Interior-layer 4×4 transfer matrix in the dynamical-matrix field basis (Eₓ, Eᵧ, Hᵧ, −Hₓ), computed as the matrix exponential of the Berreman Δ matrix rather than by eigenmode decomposition:

\[T = swap23\, \exp\!\left(-i\frac{ω}{c}\,Δ\,d\right) swap23.\]

Δ = construct_Δ(k_par, construct_constitutive(ε, μ), a) is built from the full 3×3 ε (with any Euler rotation) and μ (the scalar fallback μ_i·I, or the layer's tensor mu).
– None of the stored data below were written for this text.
PR #301, opened 2018-06-12
GUACAMOLE-360: Allow users to kill their own sessions

necouchman:
This is the first of a few changes related to GUACAMOLE-360 - this one makes a few minor changes that allow users to kill their own sessions.


extensions/guacamole-auth-jdbc/modules/guacamole-auth-jdbc-base/src/main/java/org/apache/guacamole/auth/jdbc/activeconnection/ActiveConnectionService.java
```diff
@@ -110,21 +110,21 @@ public TrackedActiveConnection retrieveObject(ModeledAuthenticatedUser user,
...
-        if (!user.getUser().isAdministrator())
-            throw new GuacamoleSecurityException("Permission denied.");
-
+        
         // Close connection, if it exists (and we have permission)
         ActiveConnection activeConnection = retrieveObject(user, identifier);
-        if (activeConnection != null) {
+        if (activeConnection != null && 
+                (user.getUser().isAdministrator() 
+                || user.getIdentifier().equals(activeConnection.getUsername()))) {
```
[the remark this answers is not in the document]
necouchman: Okay, I've taken a stab at implementing this, though it was slightly different from the `ConnectionService` and `UserService` object types.  Those seem to extend the `ModeledChildDirectoryObjectService`, which has abstracts in it for the `hasObjectPermissions()` and `getPermissionSet()` methods.  `ActiveConnectionService`, on the other hand, extends `DirectoryObjectService`, which does not have such methods.  So, I wasn't sure if just implementing them in `ActiveConnectionService` as `private` methods was okay, if `ActiveConnectionService` should somehow be reworked to extend the `ModeledChildDirectoryObjectService` class (this doesn't seem right since `ActiveConnection` objects aren't modeling/modeled by anything), or if `DirectoryObjectService` should add some method declarations for the permission checks?

Also, not sure if there is anywhere in the JS code that I should modify to make use of these permisisons...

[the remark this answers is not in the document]
necouchman: > Also, not sure if there is anywhere in the JS code that I should modify to make use of these permisisons...

Updated the JS code to only show session management if the permission exists.  Answered my own question.

necouchman:
Okay, updated things to use PermissionSet stuff to handle this.

extensions/guacamole-auth-jdbc/modules/guacamole-auth-jdbc-base/src/main/java/org/apache/guacamole/auth/jdbc/activeconnection/ActiveConnectionService.java
```diff
@@ -111,20 +113,19 @@ public TrackedActiveConnection retrieveObject(ModeledAuthenticatedUser user,
...
+                && hasObjectPermissions(user, identifier, ObjectPermission.Type.DELETE)) {
 
             // Close connection if not already closed
             GuacamoleTunnel tunnel = activeConnection.getTunnel();
             if (tunnel != null && tunnel.isOpen())
                 tunnel.close();
 
         }
+        else
+            throw new GuacamoleSecurityException("Permission denied.");
```
mike-jumper: This technically goes against [the definition of `deleteObject()` on the interface](https://github.com/apache/guacamole-client/blob/984ab48ce8dbbb5b9949ce1f5e5f774168b4830b/extensions/guacamole-auth-jdbc/modules/guacamole-auth-jdbc-base/src/main/java/org/apache/guacamole/auth/jdbc/base/DirectoryObjectService.java#L103-L104) which states (emphasis added):

> Deletes the object having the given identifier. **If no such object exists, this function has no effect.**

The `GuacamoleSecurityException` should only be thrown if permission is denied to delete the object. If no such object exists at all, the function should silently do nothing.

necouchman: Adjusted to behave as defined.

guacamole/src/main/webapp/app/navigation/services/userPageService.js
```diff
@@ -257,15 +257,23 @@ angular.module('navigation').factory('userPageService', ['$injector',
...
             ) {
-                canManageSessions.push(dataSource);
                 canViewConnectionRecords.push(dataSource);
             }
 
+            // Determine whether the current user needs access to view session management
+            if (
+                    // Permission to manage active sessions.
+                       PermissionSet.hasSystemPermission(permissions,           PermissionSet.SystemPermissionType.ADMINISTER)
+                    || PermissionSet.hasActiveConnectionPermission(permissions, PermissionSet.ObjectPermissionType.DELETE)
```
mike-jumper: This will result in the session management tab only appearing if at least one killable connection is active. Once that connection is killed, the tab will cease to appear (after any cached permissions have been refreshed).

Is this the intended behavior?

necouchman: That's what I was going for, yes, but I don't really have a strong attraction to that behavior if you think it should act some other way?

mike-jumper: I'm not sure. Only displaying the tab if manageable connections exist definitely makes sense in theory, but the behavior in practice feels inconsistent to me:

https://youtu.be/yiVlfRtZRK4

What do you think about always displaying that tab?

necouchman: Always displaying it is fine with me.  I actually originally implemented it that way, but swapped over to checking for active connections and permissions.

The only side-effect that I see to this is dealing with the issue of behavior when only a single connection is present and going to the home screen vs. automatically connecting.  In general, this wouldn't be an issue - we can adjust the number of pages it looks at up one since we're adding one more that is there for every user - however, there's a corner-case, here, that should at least be considered, even if we ignore it.

Say the user only has access to a single connection, and that connection is open on another system.  The user wants to log in and kill that session, but when they log in they get put into the connection automatically, disconnecting the one on the other client, which starts the loop of connect/disconnect between clients.

Again, it's a corner-case, but worth at least figuring out what we want to do overall with automatic connections, whether this tab is always displayed, etc.

mike-jumper: For that case, I think we're relatively stuck until something like the proposed automatic-joining functionality is implemented.

I don't think there should be a disconnect loop, though. IIRC, the recent improvements to RDP error handling will cause Guacamole to not automatically reconnect when the user is kicked off specifically because another user has started a session.

mike-jumper: Also regarding that corner case, such a connection could be configured to allow only one concurrent user. The user attempting to connect would be disallowed with a warning that the connection is in use. If they wish to kick off the existing session (and have permission to do so), they could then open the menu with Ctrl+Alt+Shift, go to Settings, and manually kill it.

necouchman: Okay, changed so it will always show the session management page under Settings.

guacamole/src/main/webapp/app/navigation/services/userPageService.js
```diff
@@ -257,25 +259,16 @@ angular.module('navigation').factory('userPageService', ['$injector',
...
                     PermissionSet.hasSystemPermission(permissions, PermissionSet.SystemPermissionType.ADMINISTER)
             ) {
-                canManageSessions.push(dataSource);
                 canViewConnectionRecords.push(dataSource);
             }
 
         });
 
-        // If user can manage sessions, add link to sessions management page
-        if (canManageSessions.length) {
```
mike-jumper: With these deletions, is `canManageSessions` used anywhere else anymore?

necouchman: Yep, you're right.  Removed.

guacamole/src/main/webapp/app/navigation/services/userPageService.js
```diff
@@ -312,6 +305,12 @@ angular.module('navigation').factory('userPageService', ['$injector',
             url  : '/settings/preferences'
         }));
 
+        // Add link to Session management (always accessible)
+        pages.push(new PageDefinition({
```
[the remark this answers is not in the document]
necouchman: Ah, yeah, that makes sense.  Should be ordered correctly, now.

mike-jumper:
Looks pretty good. Before moving ahead with merge: Do you think any change is necessary to the help text on the session management tab? Currently it states:

> All currently-active Guacamole sessions are listed here. If you wish to kill one or more sessions, check the box next to those sessions and click "Kill Sessions". Killing a session will immediately disconnect the user from the associated connection.

Most of the above seems to still apply, but I don't think "all currently-active Guacamole sessions" is accurate any longer.

necouchman:
Took a stab at updating the language, and gave it the ol' Google Translate try to get it into the 8 or so different languages we have there.

guacamole/src/main/webapp/translations/fr.json
```diff
@@ -624,7 +624,9 @@
         
         "FORMAT_STARTDATE" : "@:APP.FORMAT_DATE_TIME_PRECISE",
 
-        "HELP_SESSIONS" : "Toutes les connexions actives Guacamole sont listées ici. Si vous souhaitez en fermer une ou plusieurs, sélectionner les et cliquer sur \"Fermer Sessions\". La fermeture d'une session déconnectera immédiatement l'utilisateur.", 
+        "HELP_SESSIONS" : "
+137/5000
```
mike-jumper: What happened here?

guacamole/src/main/webapp/translations/en.json
```diff
@@ -750,7 +750,7 @@
         
         "FORMAT_STARTDATE" : "@:APP.FORMAT_DATE_TIME_PRECISE",
 
-        "HELP_SESSIONS" : "All currently-active Guacamole sessions are listed here. If you wish to kill one or more sessions, check the box next to those sessions and click \"Kill Sessions\". Killing a session will immediately disconnect the user from the associated connection.",
+        "HELP_SESSIONS" : "Your currently-active Guacamole sessions are listed here, and Administrators will be able to see currently-active sessions for all users.  If you wish to kill one or more sessions, check the box next to those sessions and click \"Kill Sessions\". Killing a session will immediately disconnect the user from the associated connection.",
```
mike-jumper: This is certainly true for the database authentication extensions, but not necessarily true in the general case. Extensions are free to define their own systems for determining who has permission to view/kill a particular session, so long as they properly expose that permission through the relevant permission sets.

For other parts of the administrative interface, the wording of the help text both describes what may be done and that those actions depend on access level. For example, from the connection interface:

> Click or tap on a connection below to manage that connection. Depending on your access level, connections can be added and deleted, and their properties (protocol, hostname, port, etc.) can be changed.

The new wording is a step in the right direction, but I don't think we should assert that the permissions work a specific way, even if it's the most common implementation of those permissions. Perhaps similar "depending on access level", etc. wording would be useful here?

necouchman: How about:

> This page will be populated with currently-active connections.  The connections listed and the ability to kill those connections is dependent upon your access level. ...

That sound okay?

guacamole/src/main/webapp/translations/fr.json
necouchman: Copypasta.  From Google Translate.  Will fix when I fix the wording.

mike-jumper:
Looks good! I have no way to verify the results of using Google Translate, but hopefully the translation is OK.

necouchman:
> I have no way to verify the results of using Google Translate, but hopefully the translation is OK.

Yeah, me, either, but hopefully others in the community who have contributed to the various translations can jump in and fix things if they're off.

PR #306, opened 2018-07-21
GUACAMOLE-220: Display readable connections only by default within permission editor.

mike-jumper:
In the interest of reducing clutter within the group editor (which has even more sections than the already-somewhat-cluttered user editor), this change splits the "Connections" section into tabs such that the view can be limited to only the connections currently accessible by that user. This reduced view is selected by default for users which have access to at least one connection.

This has the effect that the default view within the editor (1) functions as a report of what the user may currently access and (2) allows direct management of the most relevant permissions:

guac-user-current-connections

To grant access to connections, connection groups, etc. which are not already accessible nor nested within already accessible groups, the administrator can switch to the "All Connections" view:

guac-user-all-connections

For any user that does not have access to any connections, including new users, the "All Connections" view is selected by default:

guac-new-user-all-connections

It is intended that these views represent the actual, current state of things, not the state of unsaved changes made within the editor. Each view is thus populated at the time the editor loads. Connections will not appear within nor disappear from the "Current Connections" view as a result of unsaved changes made within the editor.

Part of all this required modifying the `guacGroupListFilter` directive to preserve the type of its input, which varies between `ConnectionGroup` and `GroupListItem` depending on usage. It previously always converted to `ConnectionGroup` by unwrapping any given `GroupListItem`, thus undoing any filtering performed only on the `GroupListItem` hierarchy.

### DIFF
--- a/guacamole/src/main/webapp/app/groupList/directives/guacGroupListFilter.js
+++ b/guacamole/src/main/webapp/app/groupList/directives/guacGroupListFilter.js
@@ -30,9 +30,10 @@ angular.module('groupList').directive('guacGroupListFilter', [function guacGroup
 
             /**
              * The property to which a subset of the provided map of connection
-             * groups will be assigned.
+             * groups will be assigned. The type of each item within the
+             * original map is preserved within the filtered map.
              *
-             * @type Array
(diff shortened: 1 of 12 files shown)


necouchman:
Concept looks great to me.  Will try to review the code today.

PR #307, opened 2018-07-27
GUACAMOLE-598: Display fatal error if a page is unusable / nonfunctional.

mike-jumper:
These changes add a new `requestService.DIE` constant which can be used in favor of `requestService.WARN` if failure of the request in question will result in the page being useless. The various usages of `requestService.WARN` have been updated to `requestService.DIE` where appropriate.

Unlike `requestService.WARN`, which only logs a warning to the browser console, `requestService.DIE` replaces the current page with a generic error:

guac-generic-error


necouchman:
Just FYI - there does seem to be one minor side-effect to this change.  One of my Guacamole installs is located somewhat remote from me - across a VPN tunnel and WAN connection - and when I initially load the page I get the "triangle-exclamation-point" image for a couple of seconds until it has loaded enough of the content that the login box loads.  Not sure if this is intended or a big deal, but just thought I'd share it.

mike-jumper:
That's a bug alright. I'll copy this over to the JIRA.

PR #309, opened 2018-08-08
GUACAMOLE-220: Add user interface for managing user groups and membership.

mike-jumper:
This change:

* Adds a new tab for managing user groups, similar to the existing user management tab.
* Adds a new directive which provides an interface for manipulating whether an object shares some relation with another object (in this case group membership relations).
* Leverages the above directive to add support for manipulating a user's group memberships, as well as the group memberships of other groups.
* Upgrades both jQuery and Lodash to the latest versions. (The version of Lodash previously included with Guacamole lacks the `sortedIndexOf()` function, which is needed by the new directive mentioned above. If upgrading Lodash, we may as well upgrade jQuery while we're at it, as the version previously included within Guacamole is no longer maintained.)

With these changes in place, administrators will see a new "Groups" tab next to the existing "Users" tab:

guac-groups-tab

When edited, each group appears largely like a user, with sets of permissions that can be granted to the group. In addition to the usual system and connection permission sections, there are three group membership sections which allow parent groups and member users/groups to be manipulated:

guac-group-membership-edit

Clicking the "X" next to the name of a user or group marks that object for removal from that membership relation, to take effect once the admin clicks "Save". A similar new section is now present in the user editor for manipulating group membership at the user level:

guac-user-membership-edit

These membership editor sections are collapsed by default. The intent there is to reduce clutter within the user and group edit screens while also providing admins with a quick view into the current state of a user or group's membership. When expanded, a full list of available users or groups is displayed, with checkboxes allowing those users/groups to be added/removed:

guac-membership-editor-expanded

Each of these sections is displayed only if there are applicable users or groups.

The filters in the section headers have the effect you would expect, reducing the users/groups visible in both the abbreviated and expanded views of the editor.


guacamole/src/main/webapp/app/manage/controllers/manageUserGroupController.js
```diff
@@ -0,0 +1,535 @@
...
+     * Loads skeleton user group data, preparing the interface for creating a
+     * new user group.
+     *
+     * @returns {Promise}
+     *     A promise which is resolved when the interface has been prepared for
+     *     creating a new user group.
+     */
+    var loadSkeletonUserGroup = function loadSkeletonUserGroup() {
+
+        // No user groups exist regardless of data source if there is no identifier
```
jmuehlner: It's a little bit unclear what "if there is no identifier" means in this context.

mike-jumper: Fair enough. I'll reword and amend.

guacamole/src/main/webapp/app/manage/directives/identifierSetEditor.js
```diff
@@ -0,0 +1,299 @@
...
+         * identifier is currently present (true) or absent (false). If an
+         * identifier is absent, it may also be absent from this map.
+         *
+         * @type Object.<String, Boolean>
+         */
+        $scope.identifierFlags = {};
+
+        /**
+         * Map of identifiers to boolean flags indicating whether that
+         * identifier is editabl. If an identifier is not editable, it will be
```
jmuehlner: Typo: "editabl".

mike-jumper: Fixed via rebase.

guacamole/src/main/webapp/app/manage/directives/identifierSetEditor.js
```diff
@@ -0,0 +1,299 @@
...
+            // Convert array of identifiers into set of boolean
+            // presence/absence flags
+            $scope.identifierFlags = {};
+            angular.forEach(identifiers, function storeIdentifierFlag(identifier) {
+                $scope.identifierFlags[identifier] = true;
+            });
+
+        });
+
+        // Keep identifierFlags up to date when identifiers array is replaced
```
jmuehlner: Looks like this  comment is just copypasta'd from the one above? I don't think it applies here.

mike-jumper: 🍝 😢

mike-jumper: OK, I've rebased away the pasta.

jmuehlner:
Other than a few minor issues, this generally looks pretty good to me. Any concerns, @necouchman?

Because Δ's eigenvalues are the mode wavevectors q, exp(-i(ω/c)Δd) equals the eigenmode propagator D·P(d)·D⁻¹ without diagonalizing, so this path needs no eigenvalue sorting and is degeneracy-immune. swap23 reorders between Berreman's field vector (Eₓ, Hᵧ, Eᵧ, −Hₓ) and the dynamical-matrix basis; the exp(-iωt) sign matches propagation_matrix.

The matrix exponential is evaluated by scaling-and-squaring with degree-13 Padé approximants (StaticArrays' exp).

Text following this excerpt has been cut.